■ Task to carry out ■
All lines with the word "framework" must be pulled from the entries below.

━━ Records to use ━━

PR #962, opened 2021-08-07
Java example: Use setImmersiveMode instead of setImmersive

cortinico:
I accidentally merged this in the Java example. This method calls should be removed as it requires API lvl 18 and is making lint unhappy.


paolorotolo (changes requested):
I'd say, call AppIntro's `setImmersiveMode` instead of Activity's `setImmersive` that doesn't require higher API levels and offers the same behaviour

cortinico:
> I'd say, call AppIntro's `setImmersiveMode` instead of Activity's `setImmersive` that doesn't require higher API levels and offers the same behaviour

Right :) Updated it

paolorotolo (approved):
Awesome, ty!

PR #5886, opened 2017-01-17
Yum module with restricted sudo (from stable 2.1.0)

sbernier:
Hi,
 Ansible supports sudo at the framework level, but it assumes unrestricted sudo permissions.
 We have to operate environments where sudo is restricted to certain commands only, hence Ansible at the framework level doesn’t help us.
 We have introduced sudo capabilities directly into a new yum module, in order to support restricted sudo and manage to deploy our solution.

What do you think of the solution, is there any other alternatives?

Thanks,
 Best Regards


sbernier:
Leave a comment

PR #5904, opened 2017-04-07
Fix fanout issue for OS10 10.2.2 release

skg-net:
Fix fanout issue for OS10 10.2.2 release

In OS10.2.2 release the fanout attribute was not passed as part of the show interface command.
Updated the code, not use the fanout attribute, instead parse based on subport.


skg-net:
@gundalow Can you please take a look at it. This fix is already in the latest development.

gundalow:
Merged into `stable-2.2`

PR #128, opened 2024-04-12
fix(ci): `type-check` after `build`

adamsoderstrom:
The CI pipeline currently breaks while running `pnpm run ci` with the following error: 

```bash
Error: app/page.tsx(1,36): error TS2307: Cannot find module '@repo/ui' or its corresponding type declarations.
```

This is caused by the execution order in the `ci` script:

```
pnpm run lint && pnpm run test && pnpm run build
```

We can't run `test` before `build`.
`test` runs `tsc` which requires that all types are accessible in the current package, which never does due to that `pnpm run build` hasn't yet executed.

### DIFF
--- a/.github/workflows/main.yml
+++ b/.github/workflows/main.yml
@@ -14,7 +14,7 @@ jobs:
       - uses: actions/checkout@v3
       - uses: pnpm/action-setup@v2
         with:
-          version: 8
+          version: 9
       - uses: actions/setup-node@v3
         with:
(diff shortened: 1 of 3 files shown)


adamsoderstrom:
@maeertin: change to `pnpm run build && pnpm run test` in `ci` script.

maeertin (approved):
Nice one @adamsoderstrom 🎉

PR #133, opened 2024-08-01
New monorepo setup made with turborepo

maeertin:


maeertin:
The migration PRs for the old packages have now been finalized, these being:
* `@noaignite/centra-types`
* `@noaignite/react-centra-checkout`
* `@noaignite/utils`

I've also tried publishing these built bundles to a local `verdaccio` registry and then installed them on one of our projects which seems to work as intended.

Question: Is this a major/minor/patch type of update? They are currently marked as major updates by changeset as that was the default behaviour as we migrated to `changeset` from `conventional-commits`. This can however be changed if we see fit.

alexanderflink (approved):

PR #142, opened 2024-08-08
chore(react-centra-checkout): change centra-types to workspace dependency

alexanderflink:
I think this solves the issue where react-centra-checkout is trying to install a new version of `centra-types` from npm which doesn't exist yet because it hasn't been published. I got the same error locally when running `pnpm install` as in CI workflow, but this fixed it for me locally.


maeertin:
Closing as the solution was to add `link-workspace-packages=true` to `.npmrc`.

PR #150, opened 2024-08-12
feat(react-centra-checkout): return promise for `resetSelection`

### LINKED ISSUE #107: [react-centra-checkout]: `resetSelection` race condition
It appears that the `resetSelection` centra handler isn't asynchronous, when i believe it'd benefit from being so.
The `resetSelection` removes the `centra-checkout-token` cookie and calls the `init` handler. The `init` call isn't awaited, resulting in a new token being used inside the app-global `CentraContext` upon resolution of the function call. Though, if one would perform page route change (via `router.push` or similar), you'd potentially apply a different cookie than that's used inside the `CentraContext`. For example, when you're utilizing the Next.js middleware of redirects or middleware parameters.

adamsoderstrom:
fixes #107


adamsoderstrom:
Closing, in favor of #153

PR #153, opened 2024-08-12
fix/centra checkout typescript eslint disable comments

adamsoderstrom:
---
- **chore(updateCartItemSize): resolve `eslint-disable-next-line` comments**
- **chore(centraCheckoutCallback): resolve `eslint-disable-next-line`**
- **fix(react-centra-checkout): return void from `init` onMount of `Context`**
- **feat(react-centra-checkout): extend `GlobalEventHandlersEventMap`**
- **fix(centraCheckoutCallback): resolve `@typescript-eslint` disable comments**
- **fix(useCentraReceipt): resolve `@typescript-eslint` disable comments**
- **chore(useCentraOrders): resolve `@typescript-eslint` disable comments**


alexanderflink (approved):
LGTM

packages/react-centra-checkout/src/types/global.d.ts
```diff
@@ -6,3 +6,7 @@ interface Window {
     reInitiate: (plugin: string) => void
   }
 }
+
+interface GlobalEventHandlersEventMap {
+  centra_checkout_callback: CustomEvent<Record<string, unknown> | undefined>
+}
```
maeertin, line 12: question: The only thing I'm wondering if this would need to be exported for when a consumer of this package subscribes to our custom events. Do you perhaps know?

adamsoderstrom: It could.
Though, i wonder if it would be easier to apply the types on a per-project basis, if one want to manually listen for `centra_checkout_callback` events.

adamsoderstrom:
Tested locally in client project and generic customer flow was done successfully.

packages/react-centra-checkout/src/PaymentEmbed/index.tsx
```diff
@@ -10,6 +10,23 @@ export interface PaymentEmbedProps {
...
+  for (const key in value) {
+    // Check if the key is a string and the value is a string
+    if (typeof key !== 'string' || typeof value[key as keyof typeof value] !== 'string') {
+      return false
+    }
+  }
+
+  return true
+}
+
```
adamsoderstrom, line 29: Maybe this would be worth putting in another package? @maeertin @alexanderflink

packages/react-centra-checkout/src/PaymentEmbed/index.tsx
```diff
@@ -75,8 +90,11 @@ const PaymentEmbed = memo(function PaymentEmbed(
         })
         .catch((err: unknown) => {
           console.error('@noaignite/react-centra-checkout: Could not submit payment')
-          // @ts-expect-error -- TODO: Fix this
-          setPaymentCallbackError(err)
+
+          if (isRecordStringString(err)) {
```
adamsoderstrom, line 94: The reason were using `isRecordStringString` function, instead of a `isCheckoutApiError` is to avoid false positives if the `CheckoutApi.Error` type would be changed in the future. 
The `CheckoutApi.Error` is equal to a `Record<string,string>` today.

packages/react-centra-checkout/src/ApiClient/index.ts
```diff
@@ -26,10 +26,8 @@ class ApiClient {
       body: ['POST', 'PUT'].includes(method) ? JSON.stringify(data) : undefined,
     })
 
-    // eslint-disable-next-line @typescript-eslint/no-unsafe-assignment -- TODO: fix this
-    const json = await response.json()
+    const json = (await response.json()) as unknown
```
adamsoderstrom, line 29: This will result in that callees of `ApiClient.request` will have to parse / validate / cast the returned value.
Doing this will result in more explicitness and enforcing stronger type safety.

packages/react-centra-checkout/src/Context/index.tsx
```diff
@@ -232,34 +232,35 @@ export function CentraProvider(props: ProviderProps) {
...
-      if ('selection' in response && response.selection) {
-        setSelection(response)
+      if (
+        Boolean(response) &&
+        response !== null &&
+        typeof response === 'object' &&
+        'selection' in response &&
+        response.selection
+      ) {
+        setSelection(response as CheckoutApi.SuccessResponse<CheckoutApi.SelectionResponse>)
```
adamsoderstrom, line 246: In result to `ApiClient.request` returning `Promise<unknown>`, we had to perform some additional type narrowing. This wasn't enforced by TS, since the the returned value was `Promise<any>`

packages/react-centra-checkout/src/PaymentEmbed/index.tsx
maeertin: question: Is a `isRecordStringString` check not too strict? What if the returned interface would look something like:
```ts
{
  status: 123,
  message: 'Lorem',
  other: 'Ipsum',
}
```
`status` being a number would fail the predicate. Do we not just want to check for `isPlainObject` and perhaps that a specific key exists or something similar?

packages/react-centra-checkout/src/PaymentEmbed/index.tsx
maeertin: Look at my comment [here](https://github.com/noaignite/accelerator/pull/153#discussion_r1714853602) :)

packages/react-centra-checkout/src/ApiClient/index.ts
maeertin: suggestion: I wonder if we should not just include Matt's `ts-reset` to get some fixes like this.

packages/react-centra-checkout/src/Context/index.tsx
maeertin: question: I understand the "if statement" refactor based off of the new type given to the `apiCall` argument. However, I'm not sure I follow as to why the type for `apiCall` was refactored to use `unknown` instead of `CheckoutApi.Response<CheckoutApi.SelectionResponse>`. Could you elaborate?

packages/react-centra-checkout/src/ApiClient/index.ts
adamsoderstrom: True, will do it in a separate PR, @maeertin!

packages/react-centra-checkout/src/Context/index.tsx
adamsoderstrom: The main reason is that we otherwise would have to do the "if statement" in all places where we call `selectionApiCall`.
We could though, move the "if statement" to a separate helper function, wrap the parameter passed to `selectionApiCall` in every call. By doing so, we could revert the changes made in `selectionApiCall`, @maeertin

packages/react-centra-checkout/src/PaymentEmbed/index.tsx
adamsoderstrom: I've now made changes to this and now we're using `isPlainObject`.

packages/react-centra-checkout/src/Context/index.tsx
alexanderflink: Chiming in here! I think we should do the if statement in a helper function like you said @adamsoderstrom! Because the `selectionApiCall` should actually expect an apiCall that returns a SelectionResponse, otherwise you could pass whatever into it, and then it doesn't make sense to call it a `selectionApiCall`

packages/react-centra-checkout/src/Context/index.tsx
```diff
@@ -232,34 +227,35 @@ export function CentraProvider(props: ProviderProps) {
...
+    async (apiCall: Promise<unknown> | (() => Promise<unknown>)) => {
       window.CentraCheckout?.suspend()
       const response = typeof apiCall === 'function' ? await apiCall() : await apiCall
 
-      if ('selection' in response && response.selection) {
-        setSelection(response)
+      if (
+        Boolean(response) &&
+        response !== null &&
+        typeof response === 'object' &&
```
maeertin, line 237: suggestion: As we now have a `isPlainObject` predicate in `@noaignite/utils` which already is a dependency of this package, we might as well replace these 3 lines with the predicate :)

packages/react-centra-checkout/src/ApiClient/index.ts
```diff
@@ -26,18 +26,22 @@ class ApiClient {
...
+    if (!ApiClient._default) {
+      ApiClient._default = new ApiClient()
+    }
+
+    return ApiClient._default
+  }
+
+  public get default(): ApiClient {
+    return ApiClient.default
+  }
```
maeertin, line 44: Nice one!

packages/react-centra-checkout/package.json
```diff
@@ -34,10 +34,12 @@
     "test-types": "tsc --noEmit"
   },
   "dependencies": {
+    "@noaignite/utils": "workspace:*",
```
maeertin, line 37: todo: Now that this is actually a dependency and not a devDep I wonder if this should not actually have the current version of the `@noaignite/types` package. The changeset-bot does actually update these via the `changeset version` script when it creates the `Version Packages` PR.

packages/react-centra-checkout/src/types/global.d.ts
```diff
@@ -1,8 +1,51 @@
...
+    // the interface that the centra checkout scripts adds to window
+    CentraCheckout?: {
+      suspend: () => void
+      resume: () => void
+      reInitiate: (plugin: string) => void
+    }
+  }
+
+  interface GlobalEventHandlersEventMap {
+    centra_checkout_callback: CustomEvent<Record<string, unknown> | undefined>
```
adamsoderstrom, line 44: **todo:** add `CentraCheckoutEventDetails` type here (available in `main`)

packages/react-centra-checkout/src/ApiClient/index.ts
adamsoderstrom, line 44: **todo:** Add documentation describing why there's two getters for this.

packages/react-centra-checkout/src/Context/index.tsx
adamsoderstrom: I've now done what you've mentioned above, @alexanderflink.
Though, i wonder how we want this design change to be exposed from the handlers as well?
For example, returning `Promise<unknown>` instead of `Promise<CheckoutApi.SuccessResponse<CheckoutApi.Selection>>`?

packages/react-centra-checkout/src/Context/index.tsx
adamsoderstrom: Done, @maeertin!

maeertin (approved):
LGTM

packages/react-centra-checkout/src/Context/index.tsx
adamsoderstrom: Consider my earlier comment out of scope for this PR.
This PR will not obfuscate the exposed return types of the handlers in `Context`.

PR #159, opened 2024-08-13
add ts reset

adamsoderstrom:
- **build(react-centra-checkout): add `@total-typescript/reset`**
- **refactor(ApiClient): remove `as unknown` casting**


alexanderflink:
Coud this possibly affect the types in any project that uses `react-centra-checkout`?

maeertin:
> Coud this possibly affect the types in any project that uses `react-centra-checkout`?

Hmm valid point, I actually don't know 🤔

packages/react-centra-checkout/src/ApiClient/index.ts
```diff
@@ -5,7 +5,7 @@ class ApiClient {
 
   options: RequestInit
 
-  static default: ApiClient
+  private static _default?: ApiClient
```
alexanderflink, line 8: Are we sure this should be private? What if you want to modify the default client instead of bringing your own?

adamsoderstrom: We'll use the getters to ensure both instance and class access will lead to the same instance of `ApiClient.default`.

adamsoderstrom:
> Coud this possibly affect the types in any project that uses `react-centra-checkout`?

True! Will have to look into it.

adamsoderstrom:
**todo:** `git rebase --onto` on target branch, since that branch has been rebased.

PR #169, opened 2024-08-14
build(react-utils): drop commonJS support

maeertin:
# Background
To my surprise I noticed that when consuming this package in a NextJS project the `next build` script fails for the `createRenderBlock` function meanwhile `next dev` works just fine. I'm still not entirely sure what the issue is, but I can get `next build` to succeed if I skip the `commonJS` build and only build `esm` modules.

# Changes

━━━

■ Result of this task ■
 Ansible supports sudo at the framework level, but it assumes unrestricted sudo permissions.
 We have to operate environments where sudo is restricted to certain commands only, hence Ansible at the framework level doesn’t help us.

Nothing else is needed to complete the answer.